[Stored data entries]
┌──
PR #4016, opened 2023-06-20
fix: reject API admin tokens when importing features

thomasheartman:
This PR fixes an issue where trying to use an admin token to import features via the API resulted in a 500 (due to missing properties).

The solution is to catch when the user is using and admin token in the controller, throw a 400, and tell them to use personal access tokens or service accounts.

The PR includes a new test file for this specific use case. We don't really test these cases many other places, so it seemed the logical choice.

### DIFF
--- a/src/lib/features/export-import-toggles/export-import-api-usage.test.ts
+++ b/src/lib/features/export-import-toggles/export-import-api-usage.test.ts
@@ -1,139 +1,34 @@
 import { setupAppWithCustomAuth } from '../../../test/e2e/helpers/test-helper';
 import dbInit, { ITestDb } from '../../../test/e2e/helpers/database-init';
 import getLogger from '../../../test/fixtures/no-logger';
-import {
-    DEFAULT_PROJECT,
-    IContextFieldStore,
-    IEnvironmentStore,
-    IEventStore,
-    IFeatureToggleStore,
-    IProjectStore,
-    ITagStore,
-} from '../../types';
+import { DEFAULT_PROJECT } from '../../types';
 import { DEFAULT_ENV } from '../../util';
-import { ImportTogglesSchema, VariantsSchema } from '../../openapi';
+import { ImportTogglesSchema } from '../../openapi';
 import { ApiTokenType } from '../../types/models/api-token';
 import { ApiUser } from '../../server-impl';
 
 let db: ITestDb;
-let eventStore: IEventStore;
-let environmentStore: IEnvironmentStore;
-let contextFieldStore: IContextFieldStore;
-let projectStore: IProjectStore;
-let toggleStore: IFeatureToggleStore;
-let tagStore: ITagStore;
 
 beforeAll(async () => {
     db = await dbInit('export_import_api_admin', getLogger);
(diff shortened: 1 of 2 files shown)


src/lib/features/export-import-toggles/export-import-api-usage.test.ts
```diff
@@ -0,0 +1,182 @@
...
+            next();
+        });
+    };
+
+    const { request, destroy } = await setupAppWithCustomAuth(
+        db.stores,
+        preHook,
+    );
+
+    await request
```
kwasniew, line 165: usually we follow a different testing pattern:
// async call on one line
const {body} = await request.post(....).expect(400)
// sync assertions below
expect().to...

src/lib/features/export-import-toggles/export-import-api-usage.test.ts
```diff
@@ -0,0 +1,182 @@
...
+
+let db: ITestDb;
+let eventStore: IEventStore;
+let environmentStore: IEnvironmentStore;
+let contextFieldStore: IContextFieldStore;
+let projectStore: IProjectStore;
+let toggleStore: IFeatureToggleStore;
+let tagStore: ITagStore;
+
+beforeAll(async () => {
```
kwasniew, line 26: do we use all of those stores from the beforeAll setup? If not we can drop them and keep the test file smaller

src/lib/features/export-import-toggles/export-import-api-usage.test.ts
```diff
@@ -0,0 +1,182 @@
...
+    await contextFieldStore.deleteAll();
+});
+
+afterAll(async () => {
+    await db.destroy();
+});
+
+const defaultFeature = 'first_feature';
+
+const variants: VariantsSchema = [
```
kwasniew, line 52: I'd craft a minimal input to test the scenario and pass the input validation. E.g. to test the import is rejected we don't need those variants.

src/lib/features/export-import-toggles/export-import-api-usage.test.ts
```diff
@@ -0,0 +1,182 @@
...
+    ];
+const exportedStrategy: ImportTogglesSchema['data']['featureStrategies'][0] = {
+    featureName: defaultFeature,
+    id: '798cb25a-2abd-47bd-8a95-40ec13472309',
+    name: 'default',
+    parameters: {},
+    constraints,
+};
+
+const tags = [
```
kwasniew, line 98: we don't need tags to test the failing input

kwasniew (approved):
Nice handled! Minor comment: I'd remove code that's not necessary to test the scenario so that the test reader is not distracted by irrelevant details.

thomasheartman:
Yeah, great catch. I've shaved off a bunch of lines for that 😄

src/lib/features/export-import-toggles/export-import-api-usage.test.ts
thomasheartman: Fixed in f2d0702bc6b07ff7b2bac05bf050e25aac1e61dc

PR #4017, opened 2023-06-20
Query complexity validation

kwasniew:
## About the changes

This PR adds capability to reject playground queries that are too complex (over 30k results)
Screenshot 2023-06-20 at 13 10 01

Details:
* complexity calculated by multiplying number of features, envs, context combinations
* complexity is calculated in the backend code and results are returned to UI
* UI alert box is reset after another form resubmission, not when the input data is changed. You may want to see the error for some time and not have it disappear instantly after the first change

Next PR:
* UI tests for failed form submission


andreas-unleash (approved):
Nice!

PR #4247, opened 2023-07-17
refactor: error param prop

kwasniew:
## About the changes

VariantForm was coupled to feature variant API payload. This level of coupling is not necessary since we only need the information if there was some error outside of the component. This refactoring reduces coupling between the VariantForm and it's parent component. After this change VariantForm can be used for strategy variants without creating artificial API payload.


nunogois (approved):
Yep, smart change 👍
└──
#### ASSIGNED TASK
Send back the complete set of entries, exactly as shown above.

#### ANSWER AREA
PR #4016, opened 2023-06-20
fix: reject API admin tokens when importing features

thomasheartman:
This PR fixes an issue where trying to use an admin token to import features via the API resulted in a 500 (due to missing properties).

The solution is to catch when the user is using and admin token in the controller, throw a 400, and tell them to use personal access tokens or service accounts.

The PR includes a new test file for this specific use case. We don't really test these cases many other places, so it seemed the logical choice.

### DIFF
--- a/src/lib/features/export-import-toggles/export-import-api-usage.test.ts
+++ b/src/lib/features/export-import-toggles/export-import-api-usage.test.ts
@@ -1,139 +1,34 @@
 import { setupAppWithCustomAuth } from '../../../test/e2e/helpers/test-helper';
 import dbInit, { ITestDb } from '../../../test/e2e/helpers/database-init';
 import getLogger from '../../../test/fixtures/no-logger';
-import {
-    DEFAULT_PROJECT,
-    IContextFieldStore,
-    IEnvironmentStore,
-    IEventStore,
-    IFeatureToggleStore,
-    IProjectStore,
-    ITagStore,
-} from '../../types';
+import { DEFAULT_PROJECT } from '../../types';
 import { DEFAULT_ENV } from '../../util';
-import { ImportTogglesSchema, VariantsSchema } from '../../openapi';
+import { ImportTogglesSchema } from '../../openapi';
 import { ApiTokenType } from '../../types/models/api-token';
 import { ApiUser } from '../../server-impl';
 
 let db: ITestDb;
-let eventStore: IEventStore;
-let environmentStore: IEnvironmentStore;
-let contextFieldStore: IContextFieldStore;
-let projectStore: IProjectStore;
-let toggleStore: IFeatureToggleStore;
-let tagStore: ITagStore;
 
 beforeAll(async () => {
     db = await dbInit('export_import_api_admin', getLogger);
(diff shortened: 1 of 2 files shown)


src/lib/features/export-import-toggles/export-import-api-usage.test.ts
```diff
@@ -0,0 +1,182 @@
...
+            next();
+        });
+    };
+
+    const { request, destroy } = await setupAppWithCustomAuth(
+        db.stores,
+        preHook,
+    );
+
+    await request
```
kwasniew, line 165: usually we follow a different testing pattern:
// async call on one line
const {body} = await request.post(....).expect(400)
// sync assertions below
expect().to...

src/lib/features/export-import-toggles/export-import-api-usage.test.ts
```diff
@@ -0,0 +1,182 @@
...
+
+let db: ITestDb;
+let eventStore: IEventStore;
+let environmentStore: IEnvironmentStore;
+let contextFieldStore: IContextFieldStore;
+let projectStore: IProjectStore;
+let toggleStore: IFeatureToggleStore;
+let tagStore: ITagStore;
+
+beforeAll(async () => {
```
kwasniew, line 26: do we use all of those stores from the beforeAll setup? If not we can drop them and keep the test file smaller

src/lib/features/export-import-toggles/export-import-api-usage.test.ts
```diff
@@ -0,0 +1,182 @@
...
+    await contextFieldStore.deleteAll();
+});
+
+afterAll(async () => {
+    await db.destroy();
+});
+
+const defaultFeature = 'first_feature';
+
+const variants: VariantsSchema = [
```
kwasniew, line 52: I'd craft a minimal input to test the scenario and pass the input validation. E.g. to test the import is rejected we don't need those variants.

src/lib/features/export-import-toggles/export-import-api-usage.test.ts
```diff
@@ -0,0 +1,182 @@
...
+    ];
+const exportedStrategy: ImportTogglesSchema['data']['featureStrategies'][0] = {
+    featureName: defaultFeature,
+    id: '798cb25a-2abd-47bd-8a95-40ec13472309',
+    name: 'default',
+    parameters: {},
+    constraints,
+};
+
+const tags = [
```
kwasniew, line 98: we don't need tags to test the failing input

kwasniew (approved):
Nice handled! Minor comment: I'd remove code that's not necessary to test the scenario so that the test reader is not distracted by irrelevant details.

thomasheartman:
Yeah, great catch. I've shaved off a bunch of lines for that 😄

src/lib/features/export-import-toggles/export-import-api-usage.test.ts
thomasheartman: Fixed in f2d0702bc6b07ff7b2bac05bf050e25aac1e61dc

PR #4017, opened 2023-06-20
Query complexity validation

kwasniew:
## About the changes

This PR adds capability to reject playground queries that are too complex (over 30k results)
Screenshot 2023-06-20 at 13 10 01

Details:
* complexity calculated by multiplying number of features, envs, context combinations
* complexity is calculated in the backend code and results are returned to UI
* UI alert box is reset after another form resubmission, not when the input data is changed. You may want to see the error for some time and not have it disappear instantly after the first change

Next PR:
* UI tests for failed form submission


andreas-unleash (approved):
Nice!

PR #4247, opened 2023-07-17
refactor: error param prop

kwasniew:
## About the changes

VariantForm was coupled to feature variant API payload. This level of coupling is not necessary since we only need the information if there was some error outside of the component. This refactoring reduces coupling between the VariantForm and it's parent component. After this change VariantForm can be used for strategy variants without creating artificial API payload.


nunogois (approved):
Yep, smart change 👍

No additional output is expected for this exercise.